The guy who actually, seriously proposed Daylight Saving Time was an entomologist from New Zealand who wanted more afternoon hours in which to study native insects. The cause was then taken up by a clubby British golfer who wanted to fit in more holes at the end of the day. Notably, the campaigns of these two dilettantes never got off the ground.

But guess who did get Daylight Saving Time going? Germany and its World War I ally Austria-Hungary, who used it to conserve coal. As soon as the war ended, the Germans and everybody else dropped that idea like a hot potato and went back to good old standard time. Except in a few cities that continued DST as a local option. One of which, of course, was Philadelphia. The whole country reverted to DST, now rechristened “War Time,” from 1942 to 1945. After that, it was back to local picking-and-choosing. By 1966, 100 million Americans were living under DST because of local laws. Congress said F that and passed the Uniform Time Act of 1966, with the “saving” to begin on the last Sunday in April and end on the last Sunday of October. States that weren’t having any could opt out. Guess who didn’t? Today we get even more daylight-saving: Since 2007, DST has begun on the second Sunday of March and ended on the last Sunday of October. Yippee.

Over the years, there have been some important arguments made in favor of Daylight Saving Time. All of them have been debunked. You’ve probably heard that the change saves energy costs. It doesn’t. Researchers have found Daylight Saving Time increases energy use and costs billions of dollars each year in, among other things, employee accidents and goofing off.

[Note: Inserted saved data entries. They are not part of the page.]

PR #1128, opened 2021-12-01
Remove 'fileprivate' modifier inside a fileprivate extension.

badboy:
This causes a whole bunch of Swift warnings during the build:

    'fileprivate' modifier is redundant for static method declared in a fileprivate extension


bendk (approved):
Yes please, I hate those warnings :)

PR #1130, opened 2021-12-01
[Swift] Omit argument labels in functions

badboy:
PR is a strawman. See the details first:

For the default function definition, e.g. `myfun(parameterName: Int)`, Swift requires passing in named parameters: `myfun(parameterName: 3)`.
This can be changed by either adding another label `myfun(newLabel parameterName: Int)` and be called like `myfun(newLabel: 3)`.
Or you can omit the label with `myfun(_ parameterName: Int)` and call it like `myfun(3)`.

Currently UniFFI always generates the first form.
Sometimes that makes the functions read better when called.
But for Glean's API it makes it slightly awkward because now these labels become required:

```swift
GleanMetrics.cat.myCounter.add(amount: 1)
```

It also means that the names we define in the UDL are part of the public API and so changing them will break users.

For Glean I now have 4 options:

1. Live with it and break users and force everyone to pass in values with labels
2. Write wrapper code around every metric type that allows to omit the label
3. Convince UniFFI folks that we don't need labels (basically what this PR starts)
4. Come up with a way to let me specify whether I want a label or not (same `_` syntax in UDL?)

What do the others think?

### DIFF
--- a/CHANGELOG.md
+++ b/CHANGELOG.md
@@ -17,6 +17,7 @@
 ### What's Changed
 
 - Python: Added Callback Interface support
+- Swift bindings can now omit argument labels in generated functions using `omit_argument_labels = true` in the configuration.
 
 ## v0.15.2 - (_2021-11-25_)
 
--- a/Cargo.toml
+++ b/Cargo.toml
@@ -31,4 +31,5 @@ members = [
   "fixtures/regressions/cdylib-crate-type-dependency/cdylib-dependency",
   "fixtures/uitests",
   "fixtures/uniffi-fixture-time",
+  "fixtures/swift-omit-labels",
 ]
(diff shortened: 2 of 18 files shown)


jhugman:
I hate to say it, but this needs to be a configuration option, defaulted to off :( not least because this is a big ole breaking change.

badboy:
I changed the PR to use a new option in the config file now

jhugman:
> Convince UniFFI folks that we don't need labels (basically what this PR starts)

I don't know if it's the uniffi folks, or the Swift folks. :D

One of the explicit goals is to generate bindings which are good citizens within each language community.

I'll r+ this now, but it would be a good idea to drop something in the changelog and the big book of config options (I say that as if there is such a document).

jhugman (approved):
This looks fine. Thank you. Could you add a changelog entry and something to document the option.

badboy:
> I'll r+ this now, but it would be a good idea to drop something in the changelog and the big book of config options (I say that as if there is such a document).

I just saw that there's _no_ docs about uniffi.toml at all. Let me get something started for this.

PR #1134, opened 2021-12-05
Update FFI Ruby gem install command

name1e5s:
`gem install FFI` doesn't work, the gem should install via `gem install ffi` according to [here](https://github.com/ffi/ffi).

```
➜  uniffi-rs gem install FFI
Ignoring iStats-1.6.1 because its extensions are not built. Try: gem pristine iStats --version 1.6.1
ERROR:  Could not find a valid gem 'FFI' (>= 0) in any repository
```


mhammond (approved):
Thanks!

PR #1357, opened 2022-10-04
Upgrade cargo_metadata

jplatte:


bendk:
How important is the `clap` upgrade?  That upgrade would require some work to vendor in to the mozilla central tree.  I don't think it's a ton of work, but if it's not needed maybe I would wait on the upgrade.

jplatte:
I see this whole PR only as cleanup. I don't really care whether it's merged now or in a month.

skhamis:
I might not understand the full effects of this update mozilla central, so I'll switch this to someone who might have more context

badboy:
I can take this

badboy:
Ok, I looked. The `cargo_metadata` update is easy.
The clap update requires a whole bunch of new audits in m-c, for which I currently won't have the time, so I'd rather hold back on that for the time being.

You may have heard that DST decreases traffic accidents. It doesn’t. Evening accidents decrease, but early-morning accidents increase — and early-evening pedestrian fatalities soar immediately following the switch. One University of Michigan study found 65 pedestrian deaths in the area studied in the week before DST ended — and 227 killed in the week after the end of DST. Researchers at Carnegie Mellon found a 186 percent increase in the risk of being killed by a car in the early evening for every mile walked right after DST ends. We’re not meant to shift our time frames so dramatically. It throws us all off our game.

So, who likes Daylight Saving? People who make money off it, duh. That includes golf courses and other sports and tourism interests, along with retailers, who are pleased that people have an extra hour of daylight to squander dropping bucks in their establishments. Who doesn’t like DST? People like me who don’t get enough sleep. Also, farmers. And other intelligent folks everywhere.

The thing is, America, DST merely grants you the illusion that you can manipulate the fourth dimension. You can’t. You’re not Doc Brown. Even Doc Brown isn’t Doc Brown. Did you notice how old he looked in his Back to the Future Day YouTube video? Human beings have arranged their lives around the rising and setting of the sun for millions of years. It’s typical modern hubris to think we can improve on that. DST increases your chances of having a heart attack, increases air pollution, decreases economic production, causes skin cancer, and has been linked to increased rates of depression and suicide. It’s damned inconvenient, and nonsensical, too. Why disrupt our lives this way every spring and then disrupt them all over again come fall? The only possible plus of DST is that it served as a reminder to put new batteries in your smoke detectors, but now that those come with 10-year batteries, even that’s moot. The only people still arguing in favor of Daylight Saving Time are dissolute drunks who live for that one extra hour at the bar every autumn, plus fans of Volksgemeinschaft, entomologists and golfers. And who wants to be on their side?